I took out the $2,000 Tarmac for a half hour ride first. I rode on sidewalks. I deliberately hit bumps. I didn't wear gloves.. I even rode it about half a mile on the crushed limestone trail by the bike shop (would have liked to have gone farther, but I ran out of time). For the 1st 10 minutes the ride was fine. As I got near the limestone trail, hitting bumps started to hurt a tiny bit. When I hit the limestone trail, riding was...unpleasant. By the time I turned around and got off the trail, any time I hit anything (railroad tracks, curb bumps, whatever) it made my wrist hurt with a noticeable, sharp pain. It wasn't "really painful" or anything, but I would definitely describe it as being just past the thresshold of "annoying" and clearly into "painful".

When I got back, I inflated the tires and took out the $3,000 Tarmac (I keep referring it by price because the 1st time writing this I accidentally wrote Expert rather than Elite a couple times - don't want to get them confused). I took the same route I took with the first bike. I'd really wanted to like the $2,000 bike better - 1 it's cheaper, and 2 I think it looks way snazzier. I did the same thing - I rode it on the sidewalk, hit some potholes with it, and took it out on the crushed limestone trail. But even though I started out with my wrists still a little sore from my previous ride, this bike just clearly had a more comfortable ride. There were no "small" bumps that gave my wrists a jarring feeling like on my previous ride with the other bike. I could still feel bumps, but they were just more...muted. By the time I got to the limestone trail, my wrists were still fine. I hit the limestone trail, and it was good. I wouldn't call it a dream ride or anything, but whereas on my previous ride it hurt, now it would just "slightly annoying". I could see how it would probably be fatiguing if I rode the trail for hours on end, though I wasn't able to test that out. On my way back, the ride was still great. I hit railroad tracks (the ones that are sunken into the pavement), those little dips in the curbs, I sped along a bumpy sidewalk - still all good.

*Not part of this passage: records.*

PR #560, opened 2025-06-03
Take guestbinary by ref instead of value

ludfjig:
Depends on #559 

Making `Uninitialized::new` take a `GuestBinary` by ref instead of value is more flexible, allowing reuse of the same guest binary across many different sandboxes. This PR allows passing either a ref or value, to be maximally flexible and not be a breaking change

### DIFF
--- a/src/hyperlight_host/src/sandbox/uninitialized.rs
+++ b/src/hyperlight_host/src/sandbox/uninitialized.rs
@@ -132,7 +132,10 @@ impl UninitializedSandbox {
         skip(guest_binary),
         parent = Span::current()
     )]
-    pub fn new(guest_binary: GuestBinary, cfg: Option<SandboxConfiguration>) -> Result<Self> {
+    pub fn new<'a>(
+        guest_binary: impl std::borrow::Borrow<GuestBinary<'a>>,
+        cfg: Option<SandboxConfiguration>,
+    ) -> Result<Self> {
         #[cfg(feature = "build-metadata")]
         log_build_details();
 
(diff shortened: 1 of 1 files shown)


dblnz (approved):
Lgtm

src/hyperlight_host/src/sandbox/uninitialized.rs
```diff
@@ -132,7 +132,7 @@ impl UninitializedSandbox {
         skip(guest_binary),
         parent = Span::current()
     )]
-    pub fn new(guest_binary: GuestBinary, cfg: Option<SandboxConfiguration>) -> Result<Self> {
+    pub fn new(guest_binary: &GuestBinary, cfg: Option<SandboxConfiguration>) -> Result<Self> {
```
jprendes: **suggestion:** Take [`Borrow<GuestBinary>`](GuestBinary), then you can take `GuestBinary` or `&GuestBinary`. That would also help reduce the number of changes in this PR, as it would be backwards compatible.
```suggestion
    pub fn new(guest_binary: impl Borrow<GuestBinary>, cfg: Option<SandboxConfiguration>) -> Result<Self> {
        let guest_binary = guest_binary.borrow();
```

ludfjig: Good idea! Fixed

danbugs (dismissed):

jprendes (dismissed):

ludfjig:
I'm closing this for now, since #605 makes this PR non-trivial. The current state at least avoids copies of the guest binary since #559 has landed (but still requires a new struct for each sandbox - bad!) . Let's re-visit when we redesign the API.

(I would add in the caveat that it wasn't the totally smooth ride that I remembered the $3,000 Roubaix having - the $3,000 Tarmac did give me that annoying/painful "jolt" that I disliked whenever I plowed across a real pothole, like one of those foot across ones. But the Tarmac is more fun to ride, and I felt like it accelerated a little faster. )

So that's my experience! I definitely felt that the 8r carbon $3,000 Tarmac had a far more pleasant ride than the $2,000 6r carbon Tarmac. In my opinion, I've ruled out tire pressure and riding position as factors, leaving only frame construction and the wheelset as possibilities. Let me know what you think, and what your experiences have been.


----------



## PJ352 (Dec 5, 2007)

PaulRivers said:


> haha.
> 
> I test rode both the Tarmac Elite ($2,000, 6r carbon) and the Tarmac Expert ($3,000, 8r carbon) last Tuesday. I personally filled the tires to 100psi on each of the bikes so I was sure that they had the same tire pressure. I also checked the actual tire - they had the exact same tire, but different wheels. As I mentioned before, I had been fit to both bikes by the same guy, and they were both the same frame size.
> 
> ...


Well I gotta say, that was a pretty thorough test ride and detailed write up. Thanks for taking the time to relay your impressions to us.

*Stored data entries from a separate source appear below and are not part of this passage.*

PR #572, opened 2025-06-05
Remove support for building PE files from hyperlight-guest-bin build.rs

simongdavies:
This pull request simplifies the build process for the `hyperlight_guest_bin` by removing support for Windows-specific tools and configurations since we no longer support PE guests.

### DIFF
--- a/src/hyperlight_guest_bin/.cargo/config.toml
+++ b/src/hyperlight_guest_bin/.cargo/config.toml
@@ -1,0 +1,2 @@
+[build]
+target = "x86_64-unknown-none"
--- a/src/hyperlight_guest_bin/build.rs
+++ b/src/hyperlight_guest_bin/build.rs
@@ -62,8 +62,6 @@ fn cargo_main() {
             .include("third_party/musl/arch/x86_64");
     }
 
-    let is_pe = env::var("CARGO_CFG_WINDOWS").is_ok();
-
     if cfg!(any(feature = "printf", feature = "libc")) {
         cfg.define("HYPERLIGHT", None); // used in certain musl files for conditional compilation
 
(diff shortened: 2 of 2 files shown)


src/hyperlight_guest_bin/build.rs
```diff
@@ -78,37 +76,26 @@ fn cargo_main() {
...
+        cfg.flag("--target=x86_64-unknown-linux-none");
+
+        // We don't support stack protectors at the moment, but Arch Linux clang
+        // auto-enables them for -linux platforms, so explicitly disable them.
+        cfg.flag("-fno-stack-protector");
+        cfg.flag("-fstack-clash-protection");
+        cfg.flag("-mstack-probe-size=4096");
+        cfg.compiler("clang");
+
+        unsafe { env::set_var("AR_x86_64_unknown_none", "llvm-ar") };
```
ludfjig: is this correct? I think we might want to keep the if/else block here

ludfjig (approved):
Looks reasonable, maybe @syntactically could have a look as she wrote the code

src/hyperlight_guest_bin/build.rs
simongdavies: fixed

src/hyperlight_guest_bin/build.rs
```diff
@@ -183,29 +172,20 @@ fn cargo_main() {
...
-    Ml64,
     Clang,
-    ClangCl,
 }
 impl From<&std::ffi::OsStr> for Tool {
     fn from(x: &std::ffi::OsStr) -> Tool {
-        if x == "ml64.exe" {
-            Tool::Ml64
-        } else if x == "clang" || x == "clang.exe" {
+        if x == "clang" {
```
jprendes: I think we still need to check for "clang.exe", right?

src/hyperlight_guest_bin/.cargo/config.toml
```diff
@@ -0,0 +1,2 @@
+[build]
+target = "x86_64-unknown-none"
```
jprendes, line 2: Does this let us simplify some Justfiles / scripts?

syntactically: I think we already got rid of most of it, but it's probably worth double-checking.

src/hyperlight_guest_bin/build.rs
syntactically: Agreed, that's probably important for building on Windows?

src/hyperlight_guest_bin/build.rs
```diff
@@ -252,44 +232,24 @@ fn main() -> std::process::ExitCode {
     let mut args = env::args();
     args.next(); // ignore the exe name
     let include_dir = <String as AsRef<Path>>::as_ref(&out_dir).join("include");
-    match tool {
```
syntactically, line 255: Since we still have the `Tool` enum, I would keep the `match` even though it only has one arm so that it's clearer how to add a tool in the future if we ever need to.

syntactically (commented):
Mostly LGTM except for a couple of little things :)

src/hyperlight_guest_bin/.cargo/config.toml
simongdavies: It just makes it possible to run cargo build in the crate directory, I also think it documents what the build target is so I think its worth leaving there

src/hyperlight_guest_bin/build.rs
simongdavies: It seemed to work without but I put it back in case its needed in some cases

src/hyperlight_guest_bin/build.rs
simongdavies: Fixed

simongdavies:
@syntactically @jprendes please take another look when you have a moment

I think at this point what you experienced is really all that matters. Obviously, it's your money and your vote and beyond that, you've got some specific physical issues you're focusing on.

In all honesty, my experiences have been between different brands (Giant TCR - too stiff, Trek 5.2 pro - nice bike, but don't wanna play the part of a field tester, Trek 4.5 - the Tarmac's are better and Roubaix - the Tarmac's are better). There were a few others, but you get the idea. 

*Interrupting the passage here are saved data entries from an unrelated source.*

PR #573, opened 2025-06-05
Prevent openat from trapping on seccomp thread, by making it return EACCES instead

### LINKED ISSUE #175: CI instability: openat(2) where we don't expect it
See: https://github.com/hyperlight-dev/hyperlight/actions/runs/13000789626/job/36258850656?pr=157

ludfjig:
We have seen CI being flaky due to a sporatic `openat` syscall. Turns out (g)libc can try to open `/proc/sys/vm/overcommit_memory` during a call to `free()`. 

This PRs makes `openat` return `EACCES` rather than trap.

An alternative solution I tried is to "prime" malloc/free before applying the seccompfilter, but that didn't work.

Closes #175

### DIFF
--- a/src/hyperlight_host/src/seccomp/guest.rs
+++ b/src/hyperlight_host/src/seccomp/guest.rs
@@ -93,20 +93,28 @@ pub(crate) fn get_seccomp_filter_for_host_function_worker_thread(
 
     let arch: TargetArch = std::env::consts::ARCH.try_into()?;
 
-    // First: Filter that forces `openat` to return EACCES
-    let errno_on_openat = SeccompFilter::new(
-        [(libc::SYS_openat, vec![])].into_iter().collect(),
-        SeccompAction::Allow,
-        SeccompAction::Errno(libc::EACCES.try_into()?),
-        arch,
-    )?
-    .try_into()?;
-
-    // Second: Allowlist filter that traps on unknown syscalls
+    // Allowlist filter that traps on unknown syscalls
     let allowlist = SeccompFilter::new(
         allowed_syscalls.into_iter().collect(),
         SeccompAction::Trap,
         SeccompAction::Allow,
+        arch,
+    )?
+    .try_into()?;
+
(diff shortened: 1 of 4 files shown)


src/hyperlight_host/src/seccomp/guest.rs
```diff
@@ -87,11 +91,42 @@ pub(crate) fn get_seccomp_filter_for_host_function_worker_thread(
...
+    //    SECCOMP_RET_KILL.  This is done to simplify the kernel code and to
+    //    provide a tiny speed-up in the execution of sets of filters by
+    //    avoiding a check for this uncommon case.)  The return value for
+    //    the evaluation of a given system call is the first-seen action
+    //    value of highest precedence (along with its accompanying data)
+    //    returned by execution of all of the filters.
+    //
+    //  (https://man7.org/linux/man-pages/man2/seccomp.2.html).
+    //
+    Ok(vec![errno_on_openat, allowlist])
```
jprendes, line 139: Would this unconditionally block the openat syscalls (with EACCES) for all host functions?
If I wanted to use openat in my host function, how would I allow it?

jprendes: Can we maybe inspect the `allowed_syscalls` list, and if it contains `SYS_openat` then we don't install the `errno_on_openat` filter? something like...
```rust
if !allowed_syscalls.contains(SYS_openat) {
    // SYS_openat is not allowed, but instead of disallowing and trapping, we allow it and return EACCESS
    let errno_on_openat = ..;
    filters.push(errno_on_openat);
    allowed_syscalls.push(SYS_openat);
}
let allowlist = ..;
filters.push(allowlist);
```

ludfjig: yes good catch, I will fix this. Although `allowed_syscall` will unconditionally contain `SYS_openat`, so should probably check `extra_allowed_syscalls` instead

jprendes (approved):
LGTM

On my test rides I focused on fit, ride (admittedly, not limestome trails like you) and handling. I did consider the Expert, but felt that the Comp got me 95% of what the Expert would and being my first CF bike, wanted to 'test the waters', so to speak, so the Comp at a discounted price of $2,150 appealed to me. I've already got 750 miles on it, and like it a lot - no buyer's remorse at all. Anyway, that's my experience.

Good luck with your decision. I really think either way you go you'll end up with a really nice bike (although the Expert sounds like an easy win!!) :thumbsup:


----------



## Oldteen (Sep 7, 2005)

PaulRivers said:


> I definitely felt that the 8r carbon $3,000 Tarmac had a far more pleasant ride than the $2,000 6r carbon Tarmac.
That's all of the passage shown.